An inquest was held on 14 May 1865 and it was generally agreed that Constable John Bright fired the fatal shot. It was also agreed that Gilbert had died instantly. The verdict of the jury at the inquest was "justifiable homicide." The jury also found "that Senior Constable Hales and Constables Bright, King and Hall were deserving of great praise for the gallant and courageous manner in which they acted." Gilbert's body was buried in the police paddock behind the station.

The Government reward for the dead bushranger was divided up as follows: the informer received £500; Hales, £150; Bright, £130; King, £120; and Hall £100.

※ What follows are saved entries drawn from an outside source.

Issue #331, opened 2020-05-26
Don't rely on classes for error handling


vgrichina:
Currently structured errors are represented by custom TypeScript classes for every error type. This has few drawbacks:
- checking if smth is instance of type is unreliable in JS. It breaks down easily once there are multiple versions of library in given environment, similar to problems with serialization (see https://github.com/near/near-api-js/issues/330)
- a lot of boilerplate (including some code gen) is necessary to support this
- every time nearcore introduces new error types – there is a need to do codegen, make new near-api-js release, etc

Given dynamic nature of JS we would be better of just doing generic `TypedError` with following fields:
- `type` – error type string. Used to check which type of error it is.
- `data` – whatever detailed data JSON object attached to error. Used as parameters when formatting errors for UI, etc

PR #388, opened 2020-08-18
Propagate tx info into ServerErrors

ilblackdragon:


src/utils/rpc_errors.ts
```diff
@@ -57,6 +69,8 @@ function walkSubtype(errorObj, schema, result, typeName) {
         }
         return walkSubtype(error, schema, result, errorTypeName);
     } else {
+        // TODO: is this the right thing to do?
```
vgrichina, line 72: unfortunately I don't know, as I have no understanding of what are possible responses from nearcore side. 

also I think we should completely remove everything related to error schema https://github.com/near/near-api-js/issues/331

mikedotexe:
@vgrichina this repo is important in the dependency chain for the EVM tooling. Can we prioritize getting this looked at this week, please?

src/utils/rpc_errors.ts
mikedotexe: @bowenwang1996 I feel like you may know a bit about the nearcore errors. Would you mind giving us your two cents when you get a moment this week?

bowenwang1996: an error only has `kind` if it is an action error but there are many other errors out there

mikedotexe:
Initially I thought we simply needed the section where exports happen in the second commit here:
https://github.com/near/near-api-js/pull/388/commits/81f6403eef19dfc35d7dc0e02542c96f6ae61c28#diff-fff0ee1c855d7fdef5ec027268d27066a50d0c0dc4e4832b51f8a2e40129e177R37-R44

because without that, Balancer tests fail saying:

>ERROR:  TypeError: nearAPI.transactions.FunctionCall is not a constructor

Adding those exports alone solves that, but we do need this full PR in order to get the best results from tests.
Included here are two text files showing the Balancer test results

[9-failing-with_account-errors_branch.txt](https://github.com/near/near-api-js/files/5455277/9-failing-with_account-errors_branch.txt)
[39-failing-only-with-export.txt](https://github.com/near/near-api-js/files/5455278/39-failing-only-with-export.txt)

I'm wondering how we can get this PR moving along. I don't know a ton about errors, except that it might be a heavy lift to address the line that we're commenting about [here](https://github.com/near/near-api-js/pull/388#pullrequestreview-483012001) We're trying to keep a pretty aggressive timeline in terms of having the EVM-related PRs buttoned up ASAP. Wondering how I can help, and what the expected lift is for this. I'll tag @djsatok so we can make sure this project is tracked

mikedotexe (approved):
Ran a bunch of other checks in addition to the rather thorough tests we have here.
Nonexistent account
`./bin/near state nonexistent`
When no connection to RPC is there:
`NEAR_ENV=local ./bin/near state nonexistent`
When a wrong argument type is given:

At the time of his death he had become Australia's worst criminal, being involved in more than 630 hold-ups.

== Folklore ==
As a member of Ben Hall's gang, Gilbert is mentioned in a number of songs about Hall's life and exploits. For example, in the chorus of a song called "The Morning of the Fray", also called"Eugowra Rocks", the chorus runs:
You can sing of Johnny Gilbert Dan Morgan and Ben Hall
But the bold and reckless Gardiner he's the boy to beat them all

In the song "Ben Hall", the fifth verse references Gilbert and Dunn:
With twelve revolving rifles all pointed at his head
Where are you Gilbert? where is Dunn? he loudly did call
It was all in vain they were not there to witness his downfall

There is a similar song about "Frank Gardiner", where the third verse gives a slightly different version of Gilbert's death to the history books:
Young Vane, he has surrendered, Ben Hall's got his death wound
And as for Johnny Gilbert, near Binalong was found
He was all alone and lost his horse, three troopers came in sight
And he fought the three most manfully, got slaughtered in the fight

Gilbert is also mentioned in "The Streets of Forbes", another song about Ben Hall.

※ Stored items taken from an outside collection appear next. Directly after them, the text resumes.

PR #389, opened 2020-08-19
Export Signature class

anbud:
Add `Signature` class from `transaction.ts` to exported classes. 

Exporting the `Signature` class allows us to construct a new `SignedTransaction` object by providing a signature from a hardware wallet (such as _Ledger Nano S_).


vgrichina:
@anbud are you planning to use this with Ledger? If so – take a look at near-shell and near-wallet, as they already have Ledger integration.

PR #396, opened 2020-09-01
docs: add walletUrl to NearConfig type

chadoh:
While not used directly within the `src/near.ts` file, `src/connection.ts` expects this value to be set on this config, and provides no default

Gilbert is also the subject of a poem by Banjo Patterson, titled "How Gilbert Died". While it is great poetry, it is somewhat romanticized and cavalier of the facts of his death.

== Film and television==

- John Gilbert appeared in the 1977 ABC-BBC-20th Century Fox television series Ben Hall, and was portrayed by Australian actor John Orcsik.
- John Gilbert is a major character in the 2016 feature film The Legend of Ben Hall and is portrayed by Australian actor Jamie Coffa.